REDUCING emissions: Slurry dribble bars and injection methods are already gaining in popularity across the sector.

Slurry isn’t the most obvious candidate for the age of precision farming but new regulations introduced this month mean conventional spreading methods such as splash plates will soon be history.

The change will mean significant investment for the farming industry, but there are benefits too as targeted spreading  will  maximise the benefits from nutrients, reduce soil compaction  and minimise diffuse pollution and emissions.

The new regulations are being phased in over the next five years, but  trailing shoes, dribble bars and injection methods are already gaining in popularity, and with fertiliser prices still soaring, every last nutrient is valued more than ever before.

Slash plates are being phased out in Scotland over the next five years.

The new rules mean farms will  be required to have adequate slurry storage – 22 weeks for those keeping cattle and 26 weeks for pigs – but if storage improvements are needed, the changes will be phased in over five years.

The government’s watchdog, the Scottish Environmental Protection Agency (SEPA) attracted criticism for its heavy-handed approach to enforcement in the past, but in recent years it says it has adopted a more pragmatic approach which has brought some impressive results.

Stephen Field, SEPA’s Land Unit Manager, says his team has been on 6000 farming units across Scotland in the last 10 years, focusing on 57 priority catchments, and only two enforcement notices, carrying fines of £600 each, have been issued.

Stephen Field is SEPA’s Land Unit Manager

“We’ve got to be out there and engaging with farmers rather than waiting for a pollution incident then fining them. That doesn’t work on the ground,” he says.

“It’s time for regulators  to engage and be more pragmatic on the ground and try to educate farmers. Farmers have a wealth of other regulations to comply with as well as run their businesses. We’re looking for them  to have a business plan and be investing for the future.”

In Ayrshire’s five priority catchments  alone, Scottish Government support has helped farmers invest £50m in improvements such as additional slurry storage, fencing, livestock tracks and alternative livestock watering , and in many cases farmers have gone  further than is legally required to help protect the water environment from agricultural activities.

Dribble bars are among the modern methods of slurry spreading.

Around 270 farmers in the River Ayr catchment and another 150 on the Doon engaged with Scottish Water and private homeowners in the effort to cut diffuse pollution in bathing waters.
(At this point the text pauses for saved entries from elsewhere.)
Issue #2078, opened 2016-06-23
test_constrained_exception hangs the test suite in py3


jrobeson:
See https://github.com/beetbox/beets/blob/master/test/test_pipeline.py#L160

I have to `Ctrl+C` to stop it. 

When I `Ctrl+C` I get this:

``` sh
$ python3-tox -e py35-test -- test/test_pipeline.py -v
GLOB sdist-make: /home/johnny/src/beets/setup.py
py35-test inst-nodeps: /home/johnny/src/beets/.tox/dist/beets-1.3.19.zip
py35-test installed: beautifulsoup4==4.4.1,beets==1.3.19,click==6.6,cookies==2.2.1,coverage==4.1,enum34==1.1.6,Flask==0.11.1,itsdangerous==0.24,jellyfish==0.5.5,Jinja2==2.8,MarkupSafe==0.23,mock==2.0.0,munkres==1.0.7,musicbrainzngs==0.6,mutagen==1.32,nose==1.3.7,nose-show-skipped==0.1,pathlib==1.0.1,pbr==1.10.0,pylast==1.6.0,python-mpd2==0.5.5,pyxdg==0.25,PyYAML==3.11,rarfile==2.8,requests==2.10.0,responses==0.5.1,six==1.10.0,Unidecode==0.4.19,Werkzeug==0.11.10
py35-test runtests: PYTHONHASHSEED='418410290'
py35-test runtests: commands[0] | nosetests test/test_pipeline.py -v
test_pull (test.test_pipeline.BubbleTest) ... ok
test_run_parallel (test.test_pipeline.BubbleTest) ... ok
test_run_sequential (test.test_pipeline.BubbleTest) ... ok
test_constrained (test.test_pipeline.ConstrainedThreadedPipelineTest) ... ok

test_constrained_exception (test.test_pipeline.ConstrainedThreadedPipelineTest) ... ^CERROR: KEYBOARDINTERRUPT

----------------------------------------------------------------------
Ran 5 tests in 4.996s

OK
^CException ignored in: <module 'threading' from '/usr/lib64/python3.5/threading.py'>
Traceback (most recent call last):
  File "/usr/lib64/python3.5/threading.py", line 1288, in _shutdown
ERROR: keyboardinterrupt
    t.join()
  File "/usr/lib64/python3.5/threading.py", line 1054, in join
    self._wait_for_tstate_lock()
  File "/usr/lib64/python3.5/threading.py", line 1070, in _wait_for_tstate_lock
[...]

PR #3842, opened 2021-01-26
pipeline: Implement our own queue which needs no hacks for invalidation

wisp3rwind:
Commit message:
```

Stephen Field says the effort has brought “superb” results.

“The effort has been held up as an  exemplar across Europe of how to work with agriculture because we didn’t achieve it by  enforcing regulations and fining farmers  – we worked with them to reach standards.”

Willie Campbell, one of the dairy farmers  involved in multi-agency effort, has invested in extra slurry storage and now has enough for 25 weeks.

He said SEPA’s attitude  had worked well for him.  “Working with SEPA, our neighbours and Scotland’s Rural College meant we’ve spent money in the right ways – and we’ve spent a lot!  But the investment has also allowed us to become more efficient and reduce pollution from the farm.

Willie Campbell has invested heavily in methods to reduce diffuse pollution.

“We’re capturing more carbon and we’ve done our best to reduce diffuse pollution.  We’ve put in cow tracks so we’re preventing poaching, and we’re getting more out of the slurry. So there has been significant investment but hopefully of a type we can recoup.”

NFU Scotland‘s regional manager, Christine Cuthbertson praised local farmers for their approach.

She said: “The partnership approach of Scottish Government and SEPA working with NFUS to encourage, engage, fund, and support land managers on an individual basis has been the key to the success of the priority catchment programme work and should be recognised as a model to deliver future climate change ambitions.”